Data to use:
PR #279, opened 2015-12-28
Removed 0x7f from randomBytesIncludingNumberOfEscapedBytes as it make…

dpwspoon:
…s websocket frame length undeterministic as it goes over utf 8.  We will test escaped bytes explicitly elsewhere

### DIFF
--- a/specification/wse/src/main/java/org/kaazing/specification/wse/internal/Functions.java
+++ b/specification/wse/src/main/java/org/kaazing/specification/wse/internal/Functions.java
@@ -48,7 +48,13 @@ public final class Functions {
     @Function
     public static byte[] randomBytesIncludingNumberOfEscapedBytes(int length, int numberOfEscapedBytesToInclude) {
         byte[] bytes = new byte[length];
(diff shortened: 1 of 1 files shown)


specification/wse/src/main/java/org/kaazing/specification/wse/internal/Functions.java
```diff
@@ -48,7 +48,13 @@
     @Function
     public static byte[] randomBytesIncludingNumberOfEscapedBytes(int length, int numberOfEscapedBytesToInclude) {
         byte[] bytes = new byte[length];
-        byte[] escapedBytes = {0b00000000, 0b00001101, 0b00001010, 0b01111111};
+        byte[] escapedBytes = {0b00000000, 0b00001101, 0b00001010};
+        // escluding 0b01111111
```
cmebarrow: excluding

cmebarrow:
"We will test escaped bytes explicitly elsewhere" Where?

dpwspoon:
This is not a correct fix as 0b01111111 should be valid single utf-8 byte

Work order: The entire set of records should be returned exactly.

Exercise solution:
PR #279, opened 2015-12-28
Removed 0x7f from randomBytesIncludingNumberOfEscapedBytes as it make…

dpwspoon:
…s websocket frame length undeterministic as it goes over utf 8.  We will test escaped bytes explicitly elsewhere

### DIFF
--- a/specification/wse/src/main/java/org/kaazing/specification/wse/internal/Functions.java
+++ b/specification/wse/src/main/java/org/kaazing/specification/wse/internal/Functions.java
@@ -48,7 +48,13 @@ public final class Functions {
     @Function
     public static byte[] randomBytesIncludingNumberOfEscapedBytes(int length, int numberOfEscapedBytesToInclude) {
         byte[] bytes = new byte[length];
(diff shortened: 1 of 1 files shown)


specification/wse/src/main/java/org/kaazing/specification/wse/internal/Functions.java
```diff
@@ -48,7 +48,13 @@
     @Function
     public static byte[] randomBytesIncludingNumberOfEscapedBytes(int length, int numberOfEscapedBytesToInclude) {
         byte[] bytes = new byte[length];
-        byte[] escapedBytes = {0b00000000, 0b00001101, 0b00001010, 0b01111111};
+        byte[] escapedBytes = {0b00000000, 0b00001101, 0b00001010};
+        // escluding 0b01111111
```
cmebarrow: excluding

cmebarrow:
"We will test escaped bytes explicitly elsewhere" Where?

dpwspoon:
This is not a correct fix as 0b01111111 should be valid single utf-8 byte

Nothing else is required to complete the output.